EXERCISE BRIEF:
Which of the lines below holds the string "method"? Copy every line that does.
--------
PR #1864, opened 2019-09-23
optimization w2grid.js

akaJes:
-removed unnecessary event handlers 
-DOM nodes looking more sanitized

### DIFF
--- a/src/w2grid.js
+++ b/src/w2grid.js
@@ -4733,6 +4733,37 @@
 
             var gridBody = $('#grid_'+ this.name +'_body', obj.box).html(bodyHTML),
                 records = $('#grid_'+ this.name +'_records', obj.box);
+            var frecords = $('#grid_'+ this.name +'_frecords', obj.box);
+            records
+            .on('mouseover', 'tr', function(ev) {
+              $('#grid_'+ this.name +'_frec_' + w2utils.escapeId($(this).attr('recid'))).addClass('w2ui-record-hover')
+            })
+            .on('mouseout', 'tr', function(ev) {
+              $('#grid_'+ this.name +'_frec_' + w2utils.escapeId($(this).attr('recid'))).removeClass('w2ui-record-hover')
+            })
+
+            frecords
+            .on('mouseover', 'tr', function(ev) {
+              $('#grid_'+ this.name +'_rec_' + w2utils.escapeId($(this).attr('recid'))).addClass('w2ui-record-hover')
+            })
+            .on('mouseout', 'tr', function(ev) {
+              $('#grid_'+ this.name +'_rec_' + w2utils.escapeId($(this).attr('recid'))).removeClass('w2ui-record-hover')
+            })
+            var self = this;
+            if(w2utils.isIOS)
+              records.add(frecords)
+              .on('click', 'tr', function(ev) {
+                self.dblClick($(this).attr('recid'), ev);
+              })
+            else
+              records.add(frecords)
+              .on('click', 'tr', function(ev) {
+                self.click($(this).attr('recid'), ev);
+              })
+              .on('contextmenu', 'tr', function(ev) {
+                self.contextMenu($(this).attr('recid'), null, ev);
+              })
+
             // enable scrolling on frozen records,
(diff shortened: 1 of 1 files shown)


src/w2grid.js
```diff
@@ -4733,6 +4733,37 @@
...
+              $('#grid_'+ this.name +'_rec_' + w2utils.escapeId($(this).attr('recid'))).addClass('w2ui-record-hover')
+            })
+            .on('mouseout', 'tr', function(ev) {
+              $('#grid_'+ this.name +'_rec_' + w2utils.escapeId($(this).attr('recid'))).removeClass('w2ui-record-hover')
+            })
+            var self = this;
+            if(w2utils.isIOS)
+              records.add(frecords)
+              .on('click', 'tr', function(ev) {
+                self.dblClick($(this).attr('recid'), ev);
```
vitmalina: this behavior is needed for mobile devices

src/w2grid.js
```diff
@@ -4733,6 +4733,37 @@
 
             var gridBody = $('#grid_'+ this.name +'_body', obj.box).html(bodyHTML),
                 records = $('#grid_'+ this.name +'_records', obj.box);
+            var frecords = $('#grid_'+ this.name +'_frecords', obj.box);
+            records
+            .on('mouseover', 'tr', function(ev) {
+              $('#grid_'+ this.name +'_frec_' + w2utils.escapeId($(this).attr('recid'))).addClass('w2ui-record-hover')
```
vitmalina: Should `this.name` be `self.name` and var self defined above it?

src/w2grid.js
```diff
@@ -7235,20 +7252,6 @@
                     (isRowSelected && this.selectType == 'row' ? ' w2ui-selected' : '') +
                     (record.w2ui && record.w2ui.editable === false ? ' w2ui-no-edit' : '') +
                     (record.w2ui && record.w2ui.expanded === true ? ' w2ui-expanded' : '') + '" ' +
-                (summary !== true ?
```
vitmalina: Did you account for summary records in your changed code?

src/w2grid.js
```diff
@@ -7213,20 +7244,6 @@
...
-                    (w2utils.isIOS ?
-                        '    onclick  = "w2ui[\''+ this.name +'\'].dblClick(jQuery(this).attr(\'recid\'), event);"'
-                        :
-                        '    onclick  = "w2ui[\''+ this.name +'\'].click(jQuery(this).attr(\'recid\'), event);"'+
-                        '    oncontextmenu = "w2ui[\''+ this.name +'\'].contextMenu(jQuery(this).attr(\'recid\'), null, event);"'
-                     )
-                    : ''
-                ) +
-                (this.selectType == 'row' ?
```
vitmalina: Did you account for selectType='cell' in your changed code?

src/w2grid.js
```diff
@@ -4733,6 +4733,37 @@
...
+              })
+            else
+              records.add(frecords)
+              .on('click', 'tr', function(ev) {
+                self.click($(this).attr('recid'), ev);
+              })
+              .on('contextmenu', 'tr', function(ev) {
+                self.contextMenu($(this).attr('recid'), null, ev);
+              })
+
```
vitmalina: Your code does look cleaner, but I am not sure it covers all use cases. Also, please note that due to lazy loading records might not be present, therefore, adding events with `on('click'...` might be wrong. I am not sure, though.

src/w2grid.js
akaJes: You are right, this hadn't been tested well

src/w2grid.js
akaJes: the summary recodrs parent don't have an event handler

src/w2grid.js
akaJes: fixed it in the code above

src/w2grid.js
akaJes: when parent node has an event handler - all children use it
[Event Handler Attachment](https://api.jquery.com/on/)

vitmalina:
I think moving away from inline js is a good idea. Thank you for your contributeion.

Issue #2622, opened 2025-04-01
grid add event


tbmale:
grid `add` event is not triggered by add method

PR #2623, opened 2025-04-01
trigger add event on add method in w2grid.js

tbmale:
... in relation with issue #2622

### DIFF
--- a/src/w2grid.js
+++ b/src/w2grid.js
@@ -498,6 +498,7 @@ class w2grid extends w2base {
         } else {
             this.refresh()
         }
+        this.trigger("add", {target: this.name})
         return added
     }
 


src/w2grid.js
```diff
@@ -498,6 +498,7 @@ class w2grid extends w2base {
         } else {
             this.refresh()
         }
+        this.trigger("add", {target: this.name})
```
vitmalina, line 501: I think it would be useful to pass on `record` and `first` variables with the event, as those are arguments in the functio. Also, add spacing after `{` and before `}`

Also, I noticed that there is already an add event (search the code) and it is when add button is clicked, so event name should be `addRecords`,

Also, you should have event's before and after loop. See how other events are triggered, with edata.finish(). Event should be cancellable too.

vitmalina (changes requested):

vitmalina:
Closing due to no response

PR #2639, opened 2025-06-13
Fix incorrect cleaning of numeric fields

medranocalvo:
The `groupSymbol` was being used literally in a regular expression, but in various locales it is the character `.` which is the character wildcard.

The result was that the field was immediately cleared upon blur.


vitmalina:
I fixed it in this commit https://github.com/vitmalina/w2ui/commit/6bfc0ff7e256a7e17fc0148aab035555eb48d8d5

Thanks for your contribution

PR #2644, opened 2025-08-31
Add golang server example

dv1x3r:
This PR introduces a new Go server example for w2ui with full CRUD support using in-memory SQLite database. It showcases how to integrate w2ui with Go through the external [w2go bindings](https://github.com/dv1x3r/w2go).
--------
WRITTEN RESPONSE:
grid `add` event is not triggered by add method
trigger add event on add method in w2grid.js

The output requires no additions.